Reckless charges of anti-Semitism endanger Palestinians
In a strange public controversy last week, Batya Ungar-Sargon, the Opinion Editor at The Forward, published a column claiming that she had been protested by members of Students for Justice in Palestine during one of her panels at a conference on racism and anti-Semitism at Bard College, ostensibly “for being a Jew.”
The article omitted the fact that many of the protestors were Jewish, and were largely objecting to the presence of keynote speaker Ruth Wisse, who has made notoriously racist comments about Arabs. They were also objecting to Ungar-Sargon’s attacks on U.S. Representative Ilhan Omar and her dismissal of the concerns of Jews of color about her editorial decisions at The Forward.
As +972 contributor Mairav Zonszein reported in Jewish Currents on Monday, many other participants at the conference – including the Jewish protestors, fellow Jewish speakers, and Jewish organizers of the event – have revealed that Ungar-Sargon’s op-ed and her departing speech at Bard were grossly misleading and detached from reality. Many of these participants issued their own responses refuting Ungar-Sargon’s account (examples are here, here, here, and here).

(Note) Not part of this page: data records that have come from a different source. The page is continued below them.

PR #219, opened 2021-01-19
Incentivized receive channel

musnit:
This PR is the result of initial architecture and pseudocode design for our ethereum Incentivized Receive Channel that supports dispatch to arbitrary contracts and controls for gas constraints.

Next step will be to flesh out the code into a working MVP with better abstractions.

@denalimarsh will take over implementation of working verifyCommitment and processCommitmentContents logic that can be integrated with the relayer for an end to end test.

The plan is:
 - [ ] _(in this PR)_ Complete verifyCommitment, however keep the MMRLeaf verification and ParachainBlockHeader verification commented out, such that only commitment<>commitmentContents verification is done properly
 - [ ]  _(in this PR)_ Complete processCommitmentContents, implementing the replay protection and arbitrary contract call dispatch of payload, however leave out the gas controls/constraints.
 -  _(soon after this PR)_ Integrate relayer with verifyCommitment endpoint to get working e2e test of Polkadot -> Ethereum flow with channels. This may require some slight modifications to eth-app and erc2-app to ensure their OutPayload is correctly ABI-encoded bytes that fit into the [call() opcode](https://docs.soliditylang.org/en/v0.5.3/assembly.html) nicely. cc @vgeddes @Rizziepit 
 - _(later PR)_ add test cases for actual verification implementation, covering various attack vectors and edge cases
 - _(later PR)_ start to integrate with MMRLeaf/Beefy/parachain block header verification for full trustlessness and get all test cases passing
  - _(later PR)_ add test cases for gas constraints/attack vectors and edge cases on gas attacks or dispatch attacks
 - _(later PR)_ Complete gas constraints for full deliverability guarantees and get test cases passing
 - _(later PR)_ Complete incentives for full delivery guarantees


ethereum/contracts/IncentivizedReceiveChannel.sol
```diff
@@ -0,0 +1,139 @@
...
+        for (uint256 i = 0; i < commitmentContents.messages.length; i++) {
+            // Check message nonce is correct and increment nonce for replay protection
+            Message memory message = commitmentContents.messages[i];
+            require(message.nonce == lastProcessedNonce + 1, "invalid nonce");
+
+            lastProcessedNonce = lastProcessedNonce + 1;
+
+            // Deliver the message to the destination
+            // Delivery will have fixed maximum gas allowed for the destination app.
+            bytes memory callInput = message.payload;
```
vgeddes, line 109: Following on from our convo this morning - I suspect you are wanting to implement a generic RPC protocol by including the method ID in the message payload, in essence allowing a substrate application pallet to call any method on an Ethereum contract.

I think some kind of generic RPC like this can be useful but there are a few considerations we need to take into account. 

Keen to hop onto a call later when you're ready to discuss this.

denalimarsh: I'd like to join the call as well, the considerations are probably relevant to ongoing work on https://github.com/Snowfork/polkadot-ethereum/pull/228

denalimarsh: Can reference https://github.com/Snowfork/polkadot-ethereum/pull/228 for the proper payload encoding. The payload byte contents are:
- the function signature. This is the first 8 bytes of the result of `keccak256(functionName(argVariableType1,argVariableType2,...))`
- each variable padded to 32 bytes

An example ETHApp Unlock function payload is `0xed581fd300000000000000000000000022448f19a3cb4ee570c2ec6d3323761d3399bbbd0000000000000000000000000000000000000000000000000000000000000002`
- Function signature: `0xed581fd3` derived from `keccak256(Unlock(address, uint256))`
- Recipient address: `00000000000000000000000022448f19a3cb4ee570c2ec6d3323761d3399bbbd`
- Amount: `0000000000000000000000000000000000000000000000000000000000000002`

denalimarsh:
PR https://github.com/Snowfork/polkadot-ethereum/pull/228 implements `verifyCommitment` and `processCommitmentContents`, merging it into this PR will complete this PRs TODOs.

denalimarsh:
Previously Ethereum applications needed to implement a 'handle' function that parsed message data and delivered it to the correct internal function. This means that smart contracts already deployed to Ethereum can't receive messages from the Bridge (unless someone deployed an application-specific parser for each contract). Instead of instantiating a contract and calling a specific method, Ethereum enables transactions containing data to be sent directly to any address. If the receiving address is a contract it uses a function signature (described [here](https://github.com/Snowfork/polkadot-ethereum/pull/219#discussion_r563605329)) prepended to the data to decide how to process the data. By adding the function signature to the message payload we can deliver data to the correct function of any arbitrary Ethereum application.

ethereum/contracts/IncentivizedReceiveChannel.sol
vgeddes: As I've discussed with Denali on Slack, the ability to call any method on a target contract does change the design a bit, and that leads to inconsistencies in several areas:

* On the Substrate side, apps still need to implement a `handle` method. Theoretically yes we can update the design to support calling any dispatchable, but practically that's not going to be implemented any time soon. 
* One suggested use-case for the proposed feature was to have the bridge support Ethereum contracts which are already deployed and live, and of course don't implement `handle` methods. I can see where the feature helps with that. However we need to consider the opposite direction where these old previously-deployed contracts need to submit mesages to the Send Channel contract. That's currently not possible without deploying an intermediary adaptor contract. But now we have this inconsistency where the adaptor isn't needed in the inbound direction, and only in the outbound direction. This adaptor contract needs to somehow fit in with the design and I don't think we have thought that out enough.

Then apart from the above design inconsistencies, there are other concerns:
* Substrate applications now need to know what method to call on their peer contract, so this adds complexity and configuration to the Substrate side where previously none existed.
* Previously, end-users who want to develop Ethereum apps on our bridge would have only needed to write a contract that implements an `IApplication` interface with a `handle` function. This makes things simpler for users as they know what they need to implement. They just need to fill in an implementation for `handle` and its done.

Given all the above, I suggest we limit the scope of this PR (incentivized channel) and defer this message dispatch feature until later on when we've reached some kind of consensus on the above.

vgeddes: > i think these inconsistencies are totally fine, don't see any major issue with them.

Its hard to reply to that. Design can be subjective.

Shouldn't this PR be focused on receive channel stuff? The proposed message dispatch feature is really orthogonal to that I think.

> Not really - our pallets already have configuration/complexity requirements, i don't think this adds much more?

It still adds up though.

> Huh? No, now they are not constrained to any interface, they can develop ethereum apps with solidity as normal - seems much simpler?

Nope, I still think it makes it harder for users for the reasons I mentioned in my original point.

ethereum/contracts/IncentivizedReceiveChannel.sol
```diff
@@ -0,0 +1,173 @@
...
+                    callInputDataPointer, // Store output over input (saves space)
+                    callInputLength // Outputs can be as long as input length
+                )
+            }
+
+            emit MessageDelivered(message.nonce, result);
+        }
+    }
+
+    function validateCommitment(
```
vgeddes, line 141: The implementation here doesn't match how commitment hashes are actually produced on the Substrate side:

```
hash = keccak256(abiEncode(messages))
```

I implemented it like that for several reasons, one of them being that it should be theoretically simpler and cheaper to reproduce the hash on the Ethereum side.

Since `messages` can be made available in the calldata for the  `newParachainCommitment()` (if we specify that storage location), we can just extract the bytes from the calldata and hash it.

musnit: yep, @denalimarsh mentioned some issues he encountered with the hashing, so still need to resolve/fix this

musnit: agree accessing and hashing the exact bytes via calldata slots should be more efficient though yep abi.encode(messages) will be ok as an alternative if there are issues with that

ethereum/contracts/IncentivizedReceiveChannel.sol
```diff
@@ -0,0 +1,173 @@
...
+            bytes memory callInput = message.payload;
+
+            bool result;
+            uint256 callInputLength = callInput.length;
+            assembly {
+                let callInputDataPointer := add(callInput, 32) // Move 32 ahead of callInput length slot to get to actual data slot (TODO: verify this works in all cases)
+
+                // Dispatch call to the receiver - it is expected to be fire and forget. If the call reverts, runs out of gas, error,
+                // etc, its the fault of the sender
+                result := call(
```
musnit, line 126: can probably replace with contract.call in solidity instead of assembly

philipstanislaus:
Bit late to the party. Just a generic comment on architecture: 

I would describe 2 "pure" bridge modes:

1. Pure push mode (could also call it RPC mode): sending blockchain defines destination, contract/method, arguments. Works without any changes to the receiving contract by just doing regular contract calls. Sender pays for the execution. Use case: send data to another blockchain, transfer tokens.
2. Pure pull mode (could also call it publish/subscribe mode): receiving blockchain defines events to listen for/subscribe, defines handler as entrypoint to handle those events. Works without any changes to publisher/emitter contract by just subscribing to events. Receiver pays for execution. Use case: react to things happen on another blockchain, e. g. oracle functionality for trades on uniswap to have up to date pricing information.

Both have their valid use cases, and we might want to implement both on our bridge at a later point.

What we currently have/had is a mix where sender and receiver contracts need both to adhere to an interface for sending/dispatching and receiving. 

I feel the bridge would be more usable by becoming more pure push or pure pull for now. Since most of our application is implementing a push mode, I am all for going further into that direction.

@musnit shall we add those push/pull modes to the documentation? They might have some users understand better how the bridge works.

ethereum/contracts/IncentivizedReceiveChannel.sol
```diff
@@ -0,0 +1,173 @@
...
+contract IncentivizedReceiveChannel {
+    using Decoder for bytes;
+
+    uint256 public lastProcessedNonce;
+
+    uint256 public MAX_PAYLOAD_BYTE_SIZE = 1000;
+    uint256 public MAX_PAYLOAD_GAS_COST = 500000;
+    uint256 public EXTERNAL_CALL_COST = 21000;
+    uint256 public MAX_GAS_PER_MESSAGE =
+        EXTERNAL_CALL_COST + MAX_PAYLOAD_BYTE_SIZE + EXTERNAL_CALL_COST;
```
philipstanislaus, line 16: Shall we not multiply `MAX_PAYLOAD_BYTE_SIZE` by a `GAS_COST_PER_PAYLOAD_BYTE` here?

ethereum/contracts/IncentivizedReceiveChannel.sol
```diff
@@ -0,0 +1,173 @@
...
+    constructor() public {
+        lastProcessedNonce = 0;
+    }
+
+    event MessageDelivered(uint256 _nonce, bool _result);
+
+    function newParachainCommitment(
+        Commitment memory commitment,
+        CommitmentContents memory commitmentContents,
+        uint256 parachainBlockNumber,
```
philipstanislaus, line 42: This is not used – do we really need it?

ethereum/contracts/IncentivizedReceiveChannel.sol
```diff
@@ -0,0 +1,173 @@
...
+            validateCommitment(commitment, commitmentContents),
+            "invalid commitment"
+        );
+
+        // Require there is enough gas to play all messages
+        require(
+            gasleft() >=
+                commitmentContents.messages.length * MAX_GAS_PER_MESSAGE,
+            "insufficient gas for delivery of all messages"
+        );
```
philipstanislaus, line 90: We also need to account for gas that's used by the rest of the current function. Probably need to benchmark to find out how much we need to add exactly.

ethereum/contracts/IncentivizedReceiveChannel.sol
```diff
@@ -0,0 +1,173 @@
...
+        return true;
+    }
+
+    function processCommitmentContents(
+        CommitmentContents memory commitmentContents
+    ) internal {
+        for (uint256 i = 0; i < commitmentContents.messages.length; i++) {
+            // Check message nonce is correct and increment nonce for replay protection
+            Message memory message = commitmentContents.messages[i];
+            require(message.nonce == lastProcessedNonce + 1, "invalid nonce");
```
philipstanislaus, line 109: Why do we need message nonces? Since we process all messages from one commitments, a nonce per commitment would be sufficient.

ethereum/contracts/IncentivizedReceiveChannel.sol
```diff
@@ -0,0 +1,173 @@
...
+                // etc, its the fault of the sender
+                result := call(
+                    allowedGas, // Allowed gas
+                    targetApplicationAddress, // To addr
+                    0, // No ether value being sent
+                    callInputDataPointer, // Inputs are stored at callInputDataPointer
+                    callInputLength, // Input length
+                    callInputDataPointer, // Store output over input (saves space)
+                    callInputLength // Outputs can be as long as input length
+                )
```
philipstanislaus, line 134: Can we add a task to think about security vulnerabilities of this mechanism? Re-entrancy into the receive channel does not seem to be possible (a message would need to know the commitment hash for re-entrancy), but we should look into other potential attacks.

ethereum/contracts/IncentivizedReceiveChannel.sol
```diff
@@ -0,0 +1,173 @@
...
+                bytes32 messageHash =
+                    hashMessage(commitmentContents.messages[i]);
+                commitmentHash = keccak256(
+                    abi.encodePacked(commitmentHash, messageHash)
+                );
+            }
+        }
+        return
+            keccak256(abi.encodePacked(commitmentHash)) ==
+            keccak256(abi.encodePacked(commitment.commitmentHash));
```
philipstanislaus, line 159: Why do we need to hash again here? We could just do the following, right?

```suggestion
            commitmentHash == commitment.commitmentHash;
```

philipstanislaus (approved):
LGTM

musnit:
I like those modes/abstractions in theory, but I'm not sure how they hold up in practice...thinking...:
- Eth -> Polkadot:
  - Pure Push: Polkadot side still needs some kind of channel/logic for handling replay protection, ordering. I suppose if pure push was implemented with ETH waiting for a second feedback/confirmation event for delivery confirmation then these could perhaps be avoided, but this seems more complex too?
  - Pure Pull: I think this could work, though not sure how the receiver would pay for execution? Eg: in the case of PolkaETH, do they need to send a transaction to polkadot first, to notify their intention to receive, and then send their transaction to Ethereum to lockup PolkaETH after? Could be a worse UX
- Polkadot -> Eth:
 - Pure Push: We still basically need our ReceiveChannel as above to handle MMR stuff/replay protection?
 - Pure Pull: This could work, though potentially same UX issues as above?

There may be another way to think about/abstract things/resolve things that preserves your abstractions though - can perhaps discuss on call.

ethereum/contracts/IncentivizedReceiveChannel.sol
musnit: ye looks like a bug, will fix, though in general fee/incentive/gas constraints are planned to do properly in follow up milestone/PR

ethereum/contracts/IncentivizedReceiveChannel.sol
musnit: yeh, will need to do proper gas-related review and changes in next pr/milestone

ethereum/contracts/IncentivizedReceiveChannel.sol
musnit: i feel like i put this here for a reason, though can't remember now lol, will think about it and see

ethereum/contracts/IncentivizedReceiveChannel.sol
musnit: yeh, will create an issue for this potential optimization

ethereum/contracts/IncentivizedReceiveChannel.sol
musnit: sounds good - will be simpler too if we replace this with a solidity call rather than a assembly call

ethereum/contracts/IncentivizedReceiveChannel.sol
musnit: ye @denalimarsh is working on fixing this.

philipstanislaus:
> * Eth -> Polkadot:
>   * Pure Push: Polkadot side still needs some kind of channel/logic for handling replay protection, ordering. I suppose if pure push was implemented with ETH waiting for a second feedback/confirmation event for delivery confirmation then these could perhaps be avoided, but this seems more complex too?

Absolutely, by "pure" above, I just imply that the receiving contract/function does not need to know about the bridge. Of course verification, reply protection, ordering and routing are necessary before the receiving contract/function is called.

>   * Pure Pull: I think this could work, though not sure how the receiver would pay for execution? Eg: in the case of PolkaETH, do they need to send a transaction to polkadot first, to notify their intention to receive, and then send their transaction to Ethereum to lockup PolkaETH after? Could be a worse UX

Yes, that flow would be different: The subscriber would deposit funds to the bridge on Polkadot that will cover future cost of received messages. These fees could be withdrawn at the receiving side from users that receive funds.

> * Polkadot -> Eth:
>   * Pure Push: We still basically need our ReceiveChannel as above to handle MMR stuff/replay protection?

Pure push is in my view what we are implementing with this PR. There of course must still be a recipient contract (our ReceiveChannel) on Ethereum that verifies the commitment and messages. Replay protection is handled by a nonce on the commitment. 

>   * Pure Pull: This could work, though potentially same UX issues as above?

This is almost impossible to do with our current architecture, since the light client uses messages in commitments, which require an on-chain call to be included. For this to work, we would need to be able to prove any event on Polkadot efficiently.

> There may be another way to think about/abstract things/resolve things that preserves your abstractions though - can perhaps discuss on call.

We are getting quite off-topic here – let's discuss those points next time we speak

philipstanislaus (approved):

musnit:
ah right, yeh i think we agree. we are going for pure push. polkadot -> eth has this implemented already. eth -> polkadot will likely evolve into this in future when we want to support dynamic dispatch to other parachains/pallets.

ethereum/contracts/IncentivizedReceiveChannel.sol
denalimarsh: Addressed in https://github.com/Snowfork/polkadot-ethereum/pull/219/commits/35478272b36387ce85ca211d150cf839f39abb57

ethereum/contracts/IncentivizedReceiveChannel.sol
denalimarsh: Addressed in https://github.com/Snowfork/polkadot-ethereum/pull/219/commits/c1c84636367643bd86fe7319869912a7dc2cdb2d

ethereum/contracts/IncentivizedReceiveChannel.sol
denalimarsh: Updated the `validateCommitment` implementation in https://github.com/Snowfork/polkadot-ethereum/pull/219/commits/35478272b36387ce85ca211d150cf839f39abb57

musnit:
e2e tests all pass, should be good to merge this after e2e-test-fixes is merged

ethereum/contracts/IncentivizedReceiveChannel.sol
musnit: https://github.com/Snowfork/polkadot-ethereum/issues/251

ethereum/contracts/IncentivizedReceiveChannel.sol
musnit: noted in https://github.com/Snowfork/polkadot-ethereum/pull/250

ethereum/contracts/IncentivizedReceiveChannel.sol
musnit: added in https://github.com/Snowfork/polkadot-ethereum/pull/250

This episode is unfortunate yet unsurprising to many observers. In recent years, Ungar-Sargon earned respect in part for actively bringing a diversity of voices to The Forward regarding Israel-Palestine. These included Palestinian writers whose views were radically different from her own, offering them a platform to engage American Jewish audiences that they might otherwise not have interacted with.
However, her theatrics at Bard were illustrative of a baseless and reckless diagnosis of anti-Semitism which — in addition to cheapening a serious accusation — has contributed to a dangerous climate for Palestinians and their allies, including Jews, to challenge individuals and ideas that condone their oppression.